The basic idea is to do sparse matrix-vector multiplication(SpMV) with CUSP under Compressed Sparse Row(CSR) Compressed format ,the code is below:
the code of csr.cu
#include <string.h>
#include "fileproc.h"
#include <cusp/csr_matrix.h>
#include <cusp/detail/device/spmv/csr_vector.h>
#define VALUETYPE float
#define INDEXTYPE int
using namespace std;
int main( int argc, char *argv[] )
{
string file=argv[1];
INDEXTYPE m;
INDEXTYPE n;
INDEXTYPE nnz;
INDEXTYPE * rowA,*colA;
VALUETYPE * valA;
readFile(file,colA,rowA,valA,m,n,nnz);
//the code will be omitted because of too much of them
return 0;
}
the code of fileproc.h
#ifndef _FILEPROC_H_
#define _FILEPROC_H_
#include <string>
#include <iostream>
#include <fstream>
/*triples for storing original data from files */
template <class T, class ITYPE>
struct Triple
{
ITYPE row; // row index
ITYPE col; // col index
T val; // value
};
/*counting the nonzeros along the rows*/
template <typename ITYPE>
ITYPE CumulativeSum (ITYPE * arr, ITYPE size)
{
ITYPE prev;
ITYPE tempnz = 0 ;
for (ITYPE i = 0 ; i < size ; ++i)
{
prev = arr[i];
arr[i] = tempnz;
tempnz += prev ;
}
return (tempnz) ; // return sum
}
/*convert the matrix to triples*/
template <typename T,typename ITYPE>
void Triple_init(std::string fileName,Triple<T,ITYPE> *A)
{
ITYPE flops;
//cout <<"reading input matrix in text(ascii).."<<endl;
int m,n,nnz;
std::ifstream infile(fileName.c_str());
char line[256];
char c=infile.get();
while(c=='%')
{
infile.getline(line,256);
c=infile.get();
}
infile.unget();
infile>>m>>n>>nnz;
flops=nnz*2;
if(infile.is_open())
{
ITYPE cnz=0;
while (!infile.eof() && cnz<nnz)
{
infile>>A[cnz].row>>A[cnz].col>>A[cnz].val;
A[cnz].row--;
A[cnz].col--;
//cout<<A[cnz].row<<" "<<A[cnz].col<<" "<<A[cnz].val<<endl;
++cnz;
}
std::assert(cnz==nnz);
}
infile.close();
}
/*assigned the value to m(row),n(column) and nnz(the number of non-zeros)*/
template <typename ITYPE>
void init_nnz(std::string fileName,ITYPE& m,ITYPE& n,ITYPE& nnz)
{
ITYPE flops;
std::cout <<"reading input matrix in text(ascii).."<<std::endl;
std::ifstream infile(fileName.c_str());
char line[256];
char c=infile.get();
while(c=='%')
{
infile.getline(line,256);
c=infile.get();
}
infile.unget();
infile>>m>>n>>nnz;
infile.close();
}
/*convert to CSR format*/
template <class T,class ITYPE>
void init_csr(Triple<T,ITYPE> * triples,ITYPE *& jc,ITYPE *& ir,T *& num,ITYPE m,ITYPE n,ITYPE size)
{
// Constructing empty Csr objects (size = 0) are not allowed.

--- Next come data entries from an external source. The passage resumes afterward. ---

PR #5036, opened 2021-03-12
UrlLengthMiddleware: don't skip silently

dmiwell:
I guess it's a good idea to not just send the skipped info to debug, since it could be critical and not so obvious to debug in case of accidental long url generating.

So it's better to log to `INFO` at least, and add count to crawler stats.

### DIFF
--- a/scrapy/spidermiddlewares/urllength.py
+++ b/scrapy/spidermiddlewares/urllength.py
@@ -14,17 +14,15 @@ logger = logging.getLogger(__name__)
 
 class UrlLengthMiddleware:
 
-    def __init__(self, maxlength, stats):
+    def __init__(self, maxlength):
         self.maxlength = maxlength
-        self.stats = stats
 
     @classmethod
-    def from_crawler(cls, crawler):
-        settings = crawler.settings
+    def from_settings(cls, settings):
         maxlength = settings.getint('URLLENGTH_LIMIT')
         if not maxlength:
             raise NotConfigured
-        return cls(maxlength, crawler.stats)
+        return cls(maxlength)
 
     def process_spider_output(self, response, result, spider):
         def _filter(request):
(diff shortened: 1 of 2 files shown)


wRAR (approved):

scrapy/spidermiddlewares/urllength.py
```diff
@@ -14,22 +14,27 @@
 
 class UrlLengthMiddleware:
 
-    def __init__(self, maxlength):
+    def __init__(self, maxlength, stats):
```
Gallaecio, line 17: Can we make the parameter optional, to maintain backward compatibility? (think of class inheritance and calls to `super().__init__(maxlength)`).

scrapy/spidermiddlewares/urllength.py
```diff
@@ -14,22 +14,27 @@
...
         self.maxlength = maxlength
+        self.stats = stats
 
     @classmethod
-    def from_settings(cls, settings):
+    def from_crawler(cls, crawler):
```
Gallaecio, line 22: I find it hard to figure out how to handle this for backward compatibility (and this is not the first time I face this issue), but I know this is backward incompatible, because [if a subclass defines `from_settings`, that `from_settings` will no longer be called due to this `from_crawler`](https://github.com/scrapy/scrapy/blob/2.4.1/scrapy/utils/misc.py#L145).

dmiwell: @Gallaecio we might not inject `stats` instance to a mw, but instead access it by `spider.crawler.stats` so no need to change signatures, and backward compatibility will be kept. 

Is that fine?

Gallaecio: Sounds great to me, it removes all the backward compatibility headaches :slightly_smiling_face:

Gallaecio (approved):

assert(size != 0 && n != 0);
ITYPE * w = new ITYPE[m]; // workspace of size n (# of columns)
for(ITYPE k = 0; k < m; ++k)
w[k] = 0;
for (ITYPE k = 0 ; k < size ; ++k)
{
int tmp = triples[k].row;
w [ tmp ]++ ; // column counts (i.e, w holds the "col difference array")
}
if(size > 0)
{
ir[m] = CumulativeSum (w, m) ; // cumulative sum of w
for(ITYPE k = 0; k < m; ++k)
ir[k] = w[k];
ITYPE last;
for (ITYPE k = 0 ; k < size ; ++k)
{
jc[ last = w[ triples[k].row ]++ ] = triples[k].col ;
num[last] = triples[k].val ;
}
}
delete [] w;
}
/*
** convert the file into CSR format
*/
template <class T,class ITYPE>
void readFile(std::string name,ITYPE *& jc,ITYPE *& ir,T *& num,ITYPE & m,ITYPE & n,ITYPE &nnz)
{
init_nnz<ITYPE>(name,m,n,nnz);
Triple<T,ITYPE> * A=new Triple<T,ITYPE>[nnz];
Triple_init<T,ITYPE>(name,A);
init_csr(A,jc,ir,num,m,n,nnz);
}
#endif
the makefile is below:
NVIDIA = $(HOME)/NVIDIA_CUDA-5.0_Samples
CUDA = /usr/local/cuda-5.0
CUSP = /home/taoyuan/setup_package
NVIDINCADD = -I$(NVIDIA)/common/inc
CUDAINCADD = -I$(CUDA)/include
CC = -L/usr/lib64/ -lstdc++
GCCOPT = -O2 -fno-rtti -fno-exceptions
INTELOPT = -O3 -fno-rtti -xW -restrict -fno-alias
SPMV = $(CUSP)/cusp/detail/device/spmv
#DEB = -g
#NVCC = -G
#ARCH = -arch=sm_20
ARCH = -arch=sm_35
csr:csr.cu
nvcc $(DEB) $(NVCC) $(ARCH) $(CC) -lm $(NVIDINCADD) -I$(CUSP) -I$(SPMV) -I$(THRUST) -lcusparse -I./ -o $(#) $(<)
the OS is redhat Enterprise Linux Server release 6.2, the software is cuda-5.0 and thrust 1.5.1 which is setup at directory named "/home/taoyuan/setup_package", GPU is k20M.
while compiling the program, I got the error below:
the error is "fileproc.h(60): error: expected an identifier"
Use assert instead of std::assert - assert is a macro, so it is not in the std namespace.